▶ [PROMPT] Retype the data exactly. Spelling and punctuation stay as they are.

▶ [SOURCE RECORDS]
PR #3433, opened 2024-12-03
TDDwI: Minor changes to chapter10

sagehane:
I hope this is the right place to suggest changes to https://idris2.readthedocs.io/en/latest/typedd/typedd.html.

While following the TypeDD book with idris2, I noticed that the code can be made total whilst resembling [the original code](https://github.com/edwinb/TypeDD-Samples/blob/5e648f36a461038e09f0fa269fb0a4acf3d64e14/Chapter10/IsSuffix.idr) more.

I checked the code with `idris2 --check tests/typedd-book/chapter10/IsSuffix.idr` but didn't run any tests because I didn't really understand how it works.

---

Unrelated, but I feel like it would be nicer if the `Snoc` constructor was changed from:
```idris2
Snoc : (x : a) -> (xs : List a) -> SnocList xs -> SnocList (xs ++ [x])
```
to something better resembling idris1:
```idris2
Snoc : {x : _} -> {xs : _} -> SnocList xs -> SnocList (xs ++ [x])
```
I assume there is a valid motivation for this change that I didn't catch, as I've never used Idris outside of the purposes of this book.

### DIFF
--- a/docs/source/typedd/typedd.rst
+++ b/docs/source/typedd/typedd.rst
@@ -299,6 +299,18 @@ It's no longer necessary to give ``{input}`` explicitly in the patterns for
       isSuffix (xs ++ [x]) (ys ++ [y]) | (Snoc x xs xsrec) | (Snoc y ys ysrec)
         = if x == y then isSuffix xs ys | xsrec else False
 
+For the ``SplitRec`` view in the exercise 2 after Chapter 10-2 ``import Data.Vect.Views.Extra``
+from ``contrib`` library. The ``n`` argument needs to be made explicit, and so
+does the ``xs`` and ``ys`` for the ``SplitRecPair`` constructor.
+
+.. code-block:: idris
+
+   mergeSort : {n : _} -> Ord a => Vect n a -> Vect n a
+   mergeSort xs with (splitRec xs)
+     mergeSort [] | SplitRecNil = ?mergeSort_rhs_rhss_0
+     mergeSort [x] | SplitRecOne = ?mergeSort_rhs_rhss_1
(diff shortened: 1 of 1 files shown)


docs/source/typedd/typedd.rst
```diff
@@ -281,28 +281,23 @@ in the type:
...
 
 It's no longer necessary to give ``{input}`` explicitly in the patterns for
 ``snocListHelp``, although it's harmless to do so.
 
-In ``IsSuffix.idr``, the matching has to be written slightly differently. The
-recursive with application in Idris 1 probably shouldn't have allowed this!
-Note that the ``Snoc`` - ``Snoc`` case has to be written first otherwise Idris
-generates a case tree splitting on ``input1`` and ``input2`` instead of the
-``SnocList`` objects and this leads to a lot of cases being detected as missing.
+``IsSuffix.idr`` also has to be adjusted to match the new ``Snoc`` arguments.
```
sagehane, line 289: The comment probably can be improved. I'm especially confused as to why the new code doesn't need a `| ysrec` at line 300.

sagehane:
Also, assuming this is the right place to have this file edited, the link at https://github.com/idris-lang/Idris2/blob/ecd6d47ea0ea5e2662cbb84fad0421cd250171a6/docs/source/typedd/typedd.rst?plain=1#L10-L11 should probably be updated to this repo, instead of edwinb's repo.

SlayerOfTheBad:
Whilst this solution works, it does not actually do what this example in Chapter 10 is meant to illustrate. This version does not recursively apply `ysrec`, which would lead to reduced performance, as the `SnocList` for `ys` needs to be constructed on each step.

CodingCellist:
This seems abandoned?  There also seems to have been a question as to whether the change preserved the pedagogy.  Closing in 1 week (Thursday 13 Nov UTC+0) unless there is new activity.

▶ [ANSWER]
PR #3433, opened 2024-12-03
TDDwI: Minor changes to chapter10

sagehane:
I hope this is the right place to suggest changes to https://idris2.readthedocs.io/en/latest/typedd/typedd.html.

While following the TypeDD book with idris2, I noticed that the code can be made total whilst resembling [the original code](https://github.com/edwinb/TypeDD-Samples/blob/5e648f36a461038e09f0fa269fb0a4acf3d64e14/Chapter10/IsSuffix.idr) more.

I checked the code with `idris2 --check tests/typedd-book/chapter10/IsSuffix.idr` but didn't run any tests because I didn't really understand how it works.

---

Unrelated, but I feel like it would be nicer if the `Snoc` constructor was changed from:
```idris2
Snoc : (x : a) -> (xs : List a) -> SnocList xs -> SnocList (xs ++ [x])
```
to something better resembling idris1:
```idris2
Snoc : {x : _} -> {xs : _} -> SnocList xs -> SnocList (xs ++ [x])
```
I assume there is a valid motivation for this change that I didn't catch, as I've never used Idris outside of the purposes of this book.

### DIFF
--- a/docs/source/typedd/typedd.rst
+++ b/docs/source/typedd/typedd.rst
@@ -299,6 +299,18 @@ It's no longer necessary to give ``{input}`` explicitly in the patterns for
       isSuffix (xs ++ [x]) (ys ++ [y]) | (Snoc x xs xsrec) | (Snoc y ys ysrec)
         = if x == y then isSuffix xs ys | xsrec else False
 
+For the ``SplitRec`` view in the exercise 2 after Chapter 10-2 ``import Data.Vect.Views.Extra``
+from ``contrib`` library. The ``n`` argument needs to be made explicit, and so
+does the ``xs`` and ``ys`` for the ``SplitRecPair`` constructor.
+
+.. code-block:: idris
+
+   mergeSort : {n : _} -> Ord a => Vect n a -> Vect n a
+   mergeSort xs with (splitRec xs)
+     mergeSort [] | SplitRecNil = ?mergeSort_rhs_rhss_0
+     mergeSort [x] | SplitRecOne = ?mergeSort_rhs_rhss_1
(diff shortened: 1 of 1 files shown)


docs/source/typedd/typedd.rst
```diff
@@ -281,28 +281,23 @@ in the type:
...
 
 It's no longer necessary to give ``{input}`` explicitly in the patterns for
 ``snocListHelp``, although it's harmless to do so.
 
-In ``IsSuffix.idr``, the matching has to be written slightly differently. The
-recursive with application in Idris 1 probably shouldn't have allowed this!
-Note that the ``Snoc`` - ``Snoc`` case has to be written first otherwise Idris
-generates a case tree splitting on ``input1`` and ``input2`` instead of the
-``SnocList`` objects and this leads to a lot of cases being detected as missing.
+``IsSuffix.idr`` also has to be adjusted to match the new ``Snoc`` arguments.
```
sagehane, line 289: The comment probably can be improved. I'm especially confused as to why the new code doesn't need a `| ysrec` at line 300.

sagehane:
Also, assuming this is the right place to have this file edited, the link at https://github.com/idris-lang/Idris2/blob/ecd6d47ea0ea5e2662cbb84fad0421cd250171a6/docs/source/typedd/typedd.rst?plain=1#L10-L11 should probably be updated to this repo, instead of edwinb's repo.

SlayerOfTheBad:
Whilst this solution works, it does not actually do what this example in Chapter 10 is meant to illustrate. This version does not recursively apply `ysrec`, which would lead to reduced performance, as the `SnocList` for `ys` needs to be constructed on each step.

CodingCellist:
This seems abandoned?  There also seems to have been a question as to whether the change preserved the pedagogy.  Closing in 1 week (Thursday 13 Nov UTC+0) unless there is new activity.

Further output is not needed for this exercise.